#### Task requirements:
Your response should be the lines from the one holding "assets/dns/daemonset.yaml" to the last line of the data below, copied exactly and with no additions.

======== Exercise material

PR #56, opened 2018-11-29
Added sidecar container to resolve registry service cluster IP by the node resolver

pravisankar:


pravisankar:

assets/dns/daemonset.yaml
```diff
@@ -44,14 +44,44 @@ spec:
...
+          REGISTRY_SERVICE="docker-registry.default.svc.cluster.local"
+          OPENSHIFT_MARKER="openshift-generated-node-resolver"
+          HOSTS_FILE="/etc/hosts"
+          TEMP_FILE="/etc/hosts.tmp"
+
+          while true; do
+            ( grep -v "${OPENSHIFT_MARKER}" "${HOSTS_FILE}"; dig @"${NAMESERVER}" +short "${REGISTRY_SERVICE}" | sed 's/$/ '"${REGISTRY_SERVICE}"' # '"${OPENSHIFT_MARKER}"'/' ) > "${TEMP_FILE}" && \
+            cp "${TEMP_FILE}" "${HOSTS_FILE}"
+            sleep 60
+          done
```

================

#### Your response:
assets/dns/daemonset.yaml
```diff
@@ -44,14 +44,44 @@ spec:
...
+          REGISTRY_SERVICE="docker-registry.default.svc.cluster.local"
+          OPENSHIFT_MARKER="openshift-generated-node-resolver"
+          HOSTS_FILE="/etc/hosts"
+          TEMP_FILE="/etc/hosts.tmp"
+
+          while true; do
+            ( grep -v "${OPENSHIFT_MARKER}" "${HOSTS_FILE}"; dig @"${NAMESERVER}" +short "${REGISTRY_SERVICE}" | sed 's/$/ '"${REGISTRY_SERVICE}"' # '"${OPENSHIFT_MARKER}"'/' ) > "${TEMP_FILE}" && \
+            cp "${TEMP_FILE}" "${HOSTS_FILE}"
+            sleep 60
+          done
```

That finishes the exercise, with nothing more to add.